PR #1471, opened 2024-05-21
test: fix flaky podman test

zmitchell:
## Proposed Changes

This test failed due to an expected number of `stderr` lines containing errors and warnings
- `cannot find UID/GID for user flox-test`
    - This is related to how rootless mode works in Podman and it not being able to create additional users or allocate user ids in rootless mode: https://github.com/containers/podman/issues/15611
- `Using rootless single mapping into the namespace`
    - Same as above
- `acquiring lock 7 for container <hash>: file exists`
    - The podman cache already has this container, which makes sense if the other `podman` test creates the same container 
  
Ultimately this just skips counting `stderr` lines and instead checks that the last two lines are the ones we expect.

## Release Notes

N/A

### DIFF
--- a/cli/tests/containerize.bats
+++ b/cli/tests/containerize.bats
@@ -37,7 +37,7 @@ env_setup() {
 # However, that directory is not writable
 # and thus fails to be deleted by bats as part of the test teardown.
 podman_cache_reset() {
-  echo "Resetting podman cache" >&3
+  # echo "Resetting podman cache" >&3
   is_linux && podman system reset --force
   true
 }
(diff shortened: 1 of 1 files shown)


cli/tests/containerize.bats
```diff
@@ -37,7 +37,7 @@ env_setup() {
 # However, that directory is not writable
 # and thus fails to be deleted by bats as part of the test teardown.
 podman_cache_reset() {
-  echo "Resetting podman cache" >&3
+  # echo "Resetting podman cache" >&3
```
zmitchell, line 40: I commented this out because it looks like it's useful for debugging these tests, but the output shouldn't be displayed in every test run.

mkenigs (approved):

PR #1473, opened 2024-05-21
feat: Don't require user to enter their activation code

nicklewis:
This skips the step where the user has to copy their activation code and
instead takes them directly to the page where they confirm the code
matches. This is in line with other tools like the Auth0 CLI itself, AWS
CLI, etc.

## Release Notes

`flox auth login` no longer requires copying a device code.

### DIFF
--- a/cli/flox/src/commands/auth.rs
+++ b/cli/flox/src/commands/auth.rs
@@ -88,15 +88,21 @@ pub async fn authorize(client: BasicClient, floxhub_url: &Url) -> Result<Credent
 
     let done = Arc::new(AtomicBool::default());
 
+    let verification_uri = details
+        .verification_uri_complete()
+        .expect("Verification URI is always provided by the auth server")
+        .secret()
+        .as_str();
+    let code = details.user_code().secret();
+
     match opener {
         Ok(opener) => {
             let message = formatdoc! {"
-            First copy your one-time code: {code}
+            Your one-time activation code is: {code}
 
             Press enter to open {url} in your browser...
             ",
                 url = floxhub_url.host_str().unwrap_or(floxhub_url.as_str()),
-                code = details.user_code().secret()
             };
 
             debug!(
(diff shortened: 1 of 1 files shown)


cli/flox/src/commands/auth.rs
```diff
@@ -111,7 +111,11 @@ pub async fn authorize(client: BasicClient, floxhub_url: &Url) -> Result<Credent
             }
             .checkpoint()?;
 
-            let url = details.verification_uri().url().as_str();
+            let url = details
+                .verification_uri_complete()
+                .unwrap()
```
mkenigs, line 116: Should either use `?` to bubble up the error, or add a comment explaining why we know it can be unwrapped
```suggestion
                .ok_or(anyhow!("something descriptive"))?
```

cli/flox/src/commands/auth.rs
```diff
@@ -127,9 +131,9 @@ pub async fn authorize(client: BasicClient, floxhub_url: &Url) -> Result<Credent
             message::plain(formatdoc! {"
             Go to {url} in your browser
 
-            Then enter your one-time code: {code}
+            Your one-time activation code is: {code}
             ",
-                url = details.verification_uri().url(),
+                url = details.verification_uri_complete().unwrap().secret(),
```
mkenigs, line 136: Same as above

mkenigs (commented):
Not sure if this was ready for review but glanced at it

cli/flox/src/commands/auth.rs
nicklewis: Updated to use `expect` because the Auth0 API will always include this field (the oauth library doesn't know that). I also refactored out some of the duplication so we only look up that value in one place.

ghudgins (approved):
verified functionality on branch.

jennymahmoudi (approved):

cli/flox/src/commands/auth.rs
```diff
@@ -88,15 +88,21 @@ pub async fn authorize(client: BasicClient, floxhub_url: &Url) -> Result<Credent
 
     let done = Arc::new(AtomicBool::default());
 
+    let verification_uri = details
+        .verification_uri_complete()
+        .expect("Verification URI is always provided by the auth server")
```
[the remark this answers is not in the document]
nicklewis: I've seen two conventions for `expect`, both used in this codebase: a) explain what failed, b) explain why it can't fail. The Rust book suggests the latter. But maybe it should be a normative statement rather than descriptive (ie. "Verification URI must be provided by the auth server")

#### [TASK STATEMENT]
Precisely the line with "mkenigs, line 136: Same as above" and the lines after it, up to the last line of the entries above, are to be reproduced, and nothing more.

#### [EXERCISE SOLUTION]
mkenigs, line 136: Same as above

mkenigs (commented):
Not sure if this was ready for review but glanced at it

cli/flox/src/commands/auth.rs
nicklewis: Updated to use `expect` because the Auth0 API will always include this field (the oauth library doesn't know that). I also refactored out some of the duplication so we only look up that value in one place.

ghudgins (approved):
verified functionality on branch.

jennymahmoudi (approved):

cli/flox/src/commands/auth.rs
```diff
@@ -88,15 +88,21 @@ pub async fn authorize(client: BasicClient, floxhub_url: &Url) -> Result<Credent
 
     let done = Arc::new(AtomicBool::default());
 
+    let verification_uri = details
+        .verification_uri_complete()
+        .expect("Verification URI is always provided by the auth server")
```
[the remark this answers is not in the document]
nicklewis: I've seen two conventions for `expect`, both used in this codebase: a) explain what failed, b) explain why it can't fail. The Rust book suggests the latter. But maybe it should be a normative statement rather than descriptive (ie. "Verification URI must be provided by the auth server")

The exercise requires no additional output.